2.Difficultés éventuelles liées à l’utilisation confinée d’organismes modifiés par forçage génétique

Plusieurs États membres ont indiqué que leur expérience en matière d’utilisation confinée d’OGF était relativement limitée et certains s’attendent à ce que des difficultés surgissent.

Premièrement, en ce qui concerne la portée de la directive, la Bulgarie, la Finlande, l’Italie, la Suède et le Royaume-Uni ont signalé que la grande majorité des OFG potentiels étaient susceptibles d’être des animaux (insectes et rongeurs) et des plantes. Par conséquent, ils ne relèveraient pas du champ d’application de la directive, qui ne concerne que les MGM, et ne nécessiteraient pas de notification 76 . Selon la Suède, cette question pourrait concerner davantage la directive 2001/18/CE (étant donné que le forçage génétique concerne les organismes eucaryotes).

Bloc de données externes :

PR #405, opened 2020-09-22
avoid garbling of certain multibyte characters .

### LINKED ISSUE #394: Mojibake when output non-ASCII Unicode Characters on certain conditions
If the 1024th(1-based index) byte of a process's output is any but the last byte of  of a Unicode Character(non-ASCII) bytes sequence, e.g.:

1. OK
```shell
ruby -e 'print "x"*1020+"😀"'
```

2. Mojibake
```shell
ruby -e 'print "x"*1021+"😀"'
```

3. Mojibake
```shell
ruby -e 'print "x"*1022+"😀"'
```

4. Mojibake
```shell
ruby -e 'print "x"*1023+"😀"'
```

5. OK
```shell
ruby -e 'print "x"*1024+"😀"'
```

ps: UTF-8 byte sequence of 😀 is of four bytes

jixiuf:
should fix #394 .

### DIFF
--- a/vterm.el
+++ b/vterm.el
@@ -430,6 +430,7 @@ Only background is used."
 (defvar-local vterm--redraw-immididately nil)
 (defvar-local vterm--linenum-remapping nil)
 (defvar-local vterm--prompt-tracking-enabled-p nil)
+(defvar-local vterm--undecoded-bytes nil)
 
 (defvar vterm-timer-delay 0.1
   "Delay for refreshing the buffer after receiving updates from libvterm.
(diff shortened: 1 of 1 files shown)


Sbozzolo:
Thanks, this is neat. Looks good to me, if you can please reformat the comment as follows
```
        ;; Borrowed from term.el
        ;;
        ;; Avoid garbling of certain multibyte characters by decoding the string
        ;; before counting characters.  See,
        ;; https://github.com/akermu/emacs-libvterm/issues/394, and the
        ;; https://debbugs.gnu.org/cgi/bugreport.cgi?bug=1006 (for term.el).
```
feel free to merge.

jixiuf:
done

Le Royaume-Uni a expliqué qu’il était difficile de réglementer les OGF au titre de la directive, même si les plantes et les animaux GM sont inclus dans sa législation nationale (comme dans de nombreux autres États membres) parce qu’aucune exigence n’est prévue en matière de notification d’opération (ou de classe de travail) pour les plantes/animaux GM. La Finlande estime que des mesures juridiques supplémentaires peuvent se révéler nécessaires pour les États membres qui ne réglementent les MGM que dans leur législation nationale en matière d’utilisation confinée. La Bulgarie considère, quant à elle, que la question de l’harmonisation des exigences relatives à l’utilisation confinée d’OGF, autres que les micro-organismes modifiés par forçage génétique, entre les États membres n’a pas encore été réglée.

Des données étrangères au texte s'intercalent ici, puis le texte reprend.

PR #424, opened 2020-10-21
Add Cmake rules for OpenBSD & NetBSD

fagg:
BSD make barfs on the libvterm Makefile that gets pulled in if you try to build without the system libvterm (i.e. `cmake -DUSE_SYSTEM_LIBVTERM=no ..`) This adds rules for OpenBSD and NetBSD so that they use GNU make.

### DIFF
--- a/CMakeLists.txt
+++ b/CMakeLists.txt
@@ -3,7 +3,7 @@ include(ExternalProject)
 
 project(emacs-libvterm C)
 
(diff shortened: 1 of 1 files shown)


Sbozzolo:
Thanks, did you test this on those platforms?

fagg:
Tested on OpenBSD. I don't have NetBSD available.

Issue #321, opened 2020-08-30
Failure to build with --with-ntl


jengelh:
Building arb-2.18.1:
```
» ./configure --with-ntl
FLINT_LIB_DIR set to /usr/local/lib
FLINT_INC_DIR set to /usr/local/include
Configuring...x86_64-Linux
Testing __builtin_popcountl...yes
Testing native popcount...yes
Testing __thread...yes
ARB was successfully configured.
» make -j16
make[2]: Entering directory '~/arb/arb_fmpz_poly'
    CC   ../build/arb_fmpz_poly/deflate.lo
    CC   ../build/arb_fmpz_poly/complex_roots.lo
    CC   ../build/arb_fmpz_poly/deflation.lo
    CC   ../build/arb_fmpz_poly/evaluate_acb.lo
    CC   ../build/arb_fmpz_poly/evaluate_acb_horner.lo
    CC   ../build/arb_fmpz_poly/evaluate_acb_rectangular.lo
    CC   ../build/arb_fmpz_poly/evaluate_arb_horner.lo
    CC   ../build/arb_fmpz_poly/evaluate_arb.lo
    CC   ../build/arb_fmpz_poly/evaluate_arb_rectangular.lo
    CC   ../build/arb_fmpz_poly/gauss_period_minpoly.lo
    CC   ../build/arb_fmpz_poly/inlines.lo
    CC   ../build/arb_fmpz_poly/../arb_fmpz_poly.lo
make[2]: Leaving directory '~/arb/arb_fmpz_poly'
make[2]: Entering directory '~/arb'
make[2]: *** No rule to make target 'build/interfaces/NTL-interface.lo'.  Stop.
make[2]: Leaving directory '~/arb'
g++: error: build/interfaces/NTL-interface.lo: No such file or directory
make[1]: *** [Makefile:129: libarb.so.2.9.1] Error 1
make[1]: Leaving directory '~/arb'
make: *** [Makefile:158: library] Error 2
```
Given there is no NTL-interface.c to be found, I guess with-ntl should be purged from the configure script.

PR #342, opened 2020-09-25
do not try to build ntl interface

p15-git-acc:
closes https://github.com/fredrik-johansson/arb/issues/321

The arb configure and Makefile.in files are derived from flint which has an [interfaces](https://github.com/wbhart/flint2/tree/trunk/interfaces) directory containing [NTL-interace.cpp](https://github.com/wbhart/flint2/blob/trunk/interfaces/NTL-interface.cpp) and its tests and docs. But arb doesn't have those things so this PR removes all references to them in its build scrips.


fredrik-johansson:
Thanks!

PR #344, opened 2020-09-26
in platt multieval break the j loop into blocks and use dot product

p15-git-acc:
I see about 25% speedup. It includes a custom `acb_dot_arb` function that treats a length n vector of acb structs like a length 2*n vector of arb structs. I saw this pattern in acb.h so I guess it's OK.


fredrik-johansson:
Yes, that's fine!

PR #354, opened 2020-11-15
use fmpz instead of slong for the J parameter of windowed zeta zeros

p15-git-acc:
closes https://github.com/fredrik-johansson/arb/issues/349

I think the old code would overflow at large heights if slong is 32 bits.


p15-git-acc:
Closed with the intention to build on this PR to make a zeta_zeros example program.

p15-git-acc:
reopened with zeta zeros program

p15-git-acc:
I noticed Dave Platt has uploaded an arb zeta zeros program with MIT license here https://github.com/djplatt/arb_zeta

PR #358, opened 2021-01-24
Rounding direction added to arb.h documentation

hannorein:
This would have saved me digging up the source code.


fredrik-johansson:
Thanks!

PR #362, opened 2021-03-23
Fixed bug for aliased mat_mul of window matrices

David-Berghaus:
I noticed that most `mat_mul`-functions (with `mat_mul_entrywise` being an exception) do not work properly for aliased window-matrices. The reason for this is that `mat_swap` destroys the entanglement of the window matrices with their parent matrix.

En ce qui concerne l’évaluation et la gestion des risques de ces organismes, la Belgique, la Bulgarie, l’Irlande, l’Italie, la Lituanie, les Pays-Bas, la Roumanie, la Finlande et la Suède s’attendent à ce que des difficultés surgissent, en particulier en ce qui concerne l’évaluation des risques pour l’environnement, l’exactitude de la classification et les mesures de confinement appropriées.

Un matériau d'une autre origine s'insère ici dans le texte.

PR #366, opened 2021-05-22
add acb_elliptic_p_prime

tthsqe12:
I guess this is for when you want p' but not p. ¯\_(ツ)_/¯


fredrik-johansson:
Yeah, good idea.

PR #374, opened 2021-07-27
Implement Graeffe Transform for arb_poly and acb_poly

MGessinger:
If `P` is a polynomial (over an arbitrary ring R), then its Graeffe transform `G` is defined through the equation `G(x^2) = P(x)P(-x)` (up to an overall sign, which is determined by the degree of P).
If L//R is the splitting field of P, then it is easy to see, that G also decomposes over L, and its roots are exactly the squares of the roots of P. In particular, in some cases the roots of G might be real even though those of P were not.
Due to the symmetry of G, we see that in computing `P(x)P(-x)`, half the terms will vanish (namely precisely the odd terms). This wastes time and memory. Instead, this implementation uses the definition in [\[Diouf, Sec. 1.2\]](https://tel.archives-ouvertes.fr/tel-00151313/document), which yields a significant performance benefit for the reason mentioned above.

This polynomial transform finds application in [Graeffe's Method \[Diouf, Sec. 3\]](https://tel.archives-ouvertes.fr/tel-00151313/document) for bounding polynomial roots (or Fujiwara's bound, as is already implemented in `acb_poly_root_bound_fujiwara`).
For the application of said method, the Graeffe Transform will generally be applied many times in a row. As such, it might be of interest to provide another method that takes (alongside the usual arguments) an additional `iterations` parameter, and performs the transform that many times, as opposed to calling the usual function over and over again. The benefit of having such an additional function is to avoid excessive internal memory (de-)allocations.

Tests have been provided for `arb_poly_graeffe_transform` and `acb_poly_graeffe_transform`, using the file `t-acb_poly_borel_transform.c` as style reference. Since the code is identical for the real and complex transform, the tests are also identical. Sadly, the transform doesn't decompose into real and imaginary parts, so code duplication cannot be avoided.

### DIFF
--- a/acb_poly/graeffe_transform.c
+++ b/acb_poly/graeffe_transform.c
@@ -1,0 +1,52 @@
+/*
+    Copyright (C) 2012 Fredrik Johansson
+
+    This file is part of Arb.
+
+    Arb is free software: you can redistribute it and/or modify it under
+    the terms of the GNU Lesser General Public License (LGPL) as published
+    by the Free Software Foundation; either version 2.1 of the License, or
+    (at your option) any later version.  See <http://www.gnu.org/licenses/>.
+*/
+
+#include "acb_poly.h"
+
+void
+_acb_poly_graeffe_transform(acb_ptr b, acb_srcptr a, slong len, slong prec)
+{
+    if (len == 0)
+        return;
+
+    slong q, i;
+
+    q = (len-1)/2+1;
+    acb_ptr pe = _acb_vec_init(q);
+    acb_ptr po = _acb_vec_init(len);
+
+    for (i = len-1; i >= 0; i--)
+    {
+        if (i % 2 == 0)
+            acb_set(pe+i/2, a+i);
+        else
+            acb_set(po+i/2, a+i);
+    }
+
+    _acb_poly_mul(b, po, q, po, q, prec);
+    _acb_poly_shift_left(b, b, len-1, 1);
+    _acb_poly_mul(po, pe, q, pe, q, prec);
+    _acb_vec_sub(b, po, b, len, prec);
+
+    _acb_vec_clear(pe, q);
+    _acb_vec_clear(po, len);
+
+    if (len % 2 == 0)
+	    _acb_vec_neg(b, b, len);
+}
+
+void
+acb_poly_graeffe_transform(acb_poly_t b, const acb_poly_t a, slong prec)
+{
+    acb_poly_fit_length(b, a->length);
+    _acb_poly_graeffe_transform(b->coeffs, a->coeffs, a->length, prec);
+    _acb_poly_set_length(b, a->length);
+}
--- a/acb_poly/graeffe_transform.c
+++ b/acb_poly/graeffe_transform.c
@@ -19,20 +19,20 @@ _acb_poly_graeffe_transform(acb_ptr b, acb_srcptr a, slong len, slong prec)
 
     slong q, i;
 
-    q = (len-1)/2+1;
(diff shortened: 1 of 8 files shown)


fredrik-johansson:
Looks good, though the documentation is missing.

Also, please follow the code style of putting spaces around binary operators (x + y instead of x+y).

I think you can speed up the test code as well. There's no reason to test with up to n = 200 roots; n = 20 should be more than enough.

MGessinger:
Thank you for your feedback. I have provided documentation in what I believe to be the correct places, as well as implementing the code changes you suggested.
If you spot any further issues, I will happily see to them.

acb_poly/graeffe_transform.c
```diff
@@ -0,0 +1,52 @@
...
+
+#include "acb_poly.h"
+
+void
+_acb_poly_graeffe_transform(acb_ptr b, acb_srcptr a, slong len, slong prec)
+{
+    if (len == 0)
+        return;
+
+    slong q, i;
```
fredrik-johansson, line 20: Variable declarations should come before any code.

acb_poly/test/t-graeffe_transform.c
```diff
@@ -0,0 +1,85 @@
...
+{
+    slong iter;
+    flint_rand_t state;
+
+    flint_printf("graeffe_transform....");
+    fflush(stdout);
+
+    flint_randinit(state);
+
+    acb_poly_t a, b, c;
```
fredrik-johansson, line 24: Here as well.

acb_poly/graeffe_transform.c
```diff
@@ -0,0 +1,52 @@
...
+
+    for (i = len - 1; i >= 0; i--)
+    {
+        if (i % 2 == 0)
+            acb_set(pe + i / 2, a + i);
+        else
+            acb_set(po + i / 2, a + i);
+    }
+
+    _acb_poly_mul(b, po, q, po, q, prec);
```
fredrik-johansson, line 34: If the polynomial has even degree, then the odd part will be 1 shorter than the even part. Using this exact length will be a small optimization. You can also skip the _acb_poly_shift_left by writing directly to b + 1.

MGessinger:
The stylistic mistakes were fixed, and the suggested optimization was implemented. Both arrays (for the even and off terms) now have minimal length, and all polynomial operations use as few terms as possible.
I also used the simplification of writing to `b+1` directly. Note that while I could do this "trick" right when I perform the multiplication (line 42 in *graeffe_transform.c* currently), that would require me to set the lowest term to zero. Instead, I use this "trick" one step later, which avoids that inconvenience.

In optimizing the array lengths, one encounters a possible problem, if `b` already contains data. To solve this problem, the leading coefficient of `b` is set manually in the case that the degree is odd (i.e. the length is even). In the other case, this problem does not occur.

fredrik-johansson:
Excellent, thanks!

fredrik-johansson:
By the way, a possible issue: the test code only generates monic polynomials. You might want to test non-monic polynomials as well to make sure the leading coefficient is handled correctly.

MGessinger:
Ah, good point. I altered the test code to include a randomly generated prefactor, and indeed it turns out that the leading coefficient was not handled correctly, albeit only in the case of constant input polynomials (which, given that Graeffe's method is used for finding roots, should hardly ever be of interest, but still needs to be covered). This has been fixed now.
How would I go about having the fix merged? Do I open a new Pull Request? Apologies for the inconvenience.

fredrik-johansson:
No problem. You can just make a new PR.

L’Italie a signalé des difficultés liées à l’absence de dispositions particulières dans la directive en ce qui concerne l’utilisation confinée d’OGF. Les Pays-Bas ont également souligné que le système de classification de la directive et les mesures de confinement correspondantes portent sur la pathogénicité du MGM, alors que la biologie des OGF peut nécessiter des mesures de confinement différentes. La Belgique a noté en particulier les caractéristiques spécifiques des OGF à prendre en considération, comme la propagation rapide de la modification apportée sur plusieurs générations d’organismes cibles ou non cibles et les risques potentiels pour l’environnement (même si, en général, l’OGF n’a aucun effet pathogène).

Plusieurs États membres ont souligné l’importance d’une approche au cas par cas, d’autant que les différents groupes d’OGF ont des caractéristiques spécifiques en matière de reproduction et d’écologie (Belgique, Bulgarie, Italie).

La Finlande a également remarqué que si l’utilisateur disposait déjà d’une notification pour une utilisation de la classe 1, il pouvait commencer une nouvelle opération de la classe 1 sans présenter de nouvelle notification, et que si l’utilisateur avait classé l’OGF dans la classe 1 dans son évaluation des risques, l’autorité compétente ne serait pas informée de cette opération concernant un OGF avant une inspection des installations.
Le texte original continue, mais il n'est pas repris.